Named Executive Officers
On February 9, 2010, the independent members of the Great Plains Energy Board of Directors, upon recommendations of its Compensation and Development Committee, approved the following annual base compensation for 2010 of the principal executive officer, principal financial officer and certain other executive officers of Great Plains Energy named in its 2009 proxy statement for services rendered in all capacities to Great Plains Energy and its subsidiaries:

Name
2010 Base Compensation
Michael J. Chesser
Chairman of the Board and Chief Executive Officer - Great Plains Energy, Kansas City Power & Light Company (“KCP&L”) and KCP&L Greater Missouri Operations Company (“GMO”)
$800,000
Terry Bassham
Executive Vice President – Finance and Strategic Development and Chief Financial Officer - Great Plains Energy, KCP&L and GMO
$430,000
William H. Downey
President and Chief Operating Officer - Great Plains Energy, KCP&L and GMO
$510,000
John R. Marshall
Executive Vice President, Utility Operations - KCP&L and GMO
$400,000

Mr.

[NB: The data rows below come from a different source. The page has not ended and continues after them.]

Issue #3990, opened 2015-05-01
Circular dependancy doesn't register


hackzilla:
After trying to push an update to a private bundle this morning, I noticed that Composer was completely ignoring.  I thought it was a corrupted version, but it wouldn't install any previous versions.

Some how my bundle had itself as a dependancy, which the last time I install it worked (March 2015).

```
git clone https://github.com/hackzilla/TestBundle.git test
cd test
composer install
```

Whilst agree that this shouldn't install itself, it should issue a warning/error, and not silently ignore it.

Seldaek:
Seems fine to me.. you require a package that is already there so it doesn't install it. It also doesn't tell you it's not installing php or any other package you already have when you do an install/update.

hackzilla:
in this example it is a bit pointless. 

However try and use that bundle as a dependancy.
You will not be able to install / update it.

hackzilla:
e.g.

```
cat composer.json 
{
    "name": "hackzilla/test-project",
    "description": "",
    "repositories": [
        {
          "type": "vcs",
          "url":  "git@github.com:hackzilla/TestBundle.git"
        }
    ],
    "require": {
        "hackzilla/test": "dev-master"
    },
    "authors": [
        {
            "name": "Daniel Platt",
            "email": "github@ofdan.co.uk"
        }
    ]
}

composer install

Loading composer repositories with package information
Installing dependencies (including require-dev)       
Nothing to install or update
Generating autoload files
```

Seldaek:
Ah I see.. That is weird indeed.

Not really a real use case though so not exactly an urgent problem right?

hackzilla:
Not urgent.

However I lost 3 hours of my morning, trying to debug this.
No idea how the dependancy got put into my bundle, but it potentially could help others.

The strange thing is only stopped working sometime in the last 2 months.

naderman:
@hackzilla can you test if this is fixed with the latest version of composer?

hackzilla:
I can confirm its working with composer version 6d1e8ebf90542a7c65ac6661f6c47b1d655641d9

Cheers.

PR #4977, opened 2016-02-29
Add failing test for #3990

Seldaek:
This reproduces the weird case in #3990 - it certainly isn't the smartest package definition that is requiring itself, but the outcome is weird nonetheless.

Basically:

- if root requires A, and A requires itself, A is skipped entirely
- if root requires A and B, A requires itself still, but B requires A as well, then A and B are installed.

You can see the second case by changing `__dummy__require` into `require`, which makes the test pass. All quite odd.

cc @naderman

### DIFF
--- a/tests/Composer/Test/Fixtures/installer/circular-dependency2.test
+++ b/tests/Composer/Test/Fixtures/installer/circular-dependency2.test
@@ -1,0 +1,39 @@
+--TEST--
+Circular dependencies are possible between packages
+--COMPOSER--
+{
+    "name": "root",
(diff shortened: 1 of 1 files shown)


naderman:
Heh that's funny, I imagine unless the B dependency is there it registers the package in two chains in the solver and just flips install flag back and forth. Curious if it skips it if you add another dependency C ^_^ Should be easy to fix, will take a look tomorrow.

naderman:
Closing in favour of https://github.com/composer/composer/pull/4989

PR #4982, opened 2016-03-01
Add changelog entry for #4970

barryvdh:
Add changelog entry for #4970


Seldaek:
Not really a major BC break but fair enough ;)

Malik, who was a named executive officer in the 2009 proxy statement, ceased being an officer or employee in 2008 in connection with the sale of Strategic Energy, L.L.C.  Mr. Easley, who also was a named executive officer in the 2009 proxy statement, ceased being an officer or employee as of his January 2, 2009, resignation date.

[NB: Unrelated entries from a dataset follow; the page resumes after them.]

PR #4989, opened 2016-03-02
Ignore self references when anlaysing independent root requirements

naderman:
When creating a transaction we try to identify all requirements that are
not themselves required by any other package. If a package references
itself this should not mark it as being required by another package.

Includes test from https://github.com/composer/composer/pull/4977
Addresses the bug in https://github.com/composer/composer/issues/3990

### DIFF
--- a/src/Composer/DependencyResolver/Transaction.php
+++ b/src/Composer/DependencyResolver/Transaction.php
@@ -165,7 +165,9 @@ class Transaction
                 $possibleRequires = $this->pool->whatProvides($link->getTarget(), $link->getConstraint());
 
                 foreach ($possibleRequires as $require) {
-                    unset($roots[$require->id]);
+                    if ($require !== $package) {
+                        unset($roots[$require->id]);
+                    }
                 }
             }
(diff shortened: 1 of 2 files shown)


src/Composer/DependencyResolver/Transaction.php
```diff
@@ -165,7 +165,9 @@ protected function findRootPackages($installMap, $updateMap)
                 $possibleRequires = $this->pool->whatProvides($link->getTarget(), $link->getConstraint());
 
                 foreach ($possibleRequires as $require) {
-                    unset($roots[$require->id]);
+                    if ($require !== $package) {
```
stof: shouldn't you check the package name for equality rather than the Package object ? Are we sure we will always get only the same instance ?

naderman: Yes, because we delete `$roots[$require->id]` so the id would have to be identical anyway for this to cause a bug.

xuwenzhao:
76450cc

The Company also pays or reimburses the executive officers named above for certain other items, which could include: employer match of contributions to our 401(k) plans (which are contributed to the maximum extent permitted by law to the 401(k), with any excess contributed to the officers’ accounts in the non-qualified deferred compensation plan); flexible benefits and other health and welfare plan benefits; car allowances; club memberships; executive financial planning services; parking; spouse travel; personal use of company tickets; matched charitable donations; and executive health physicals.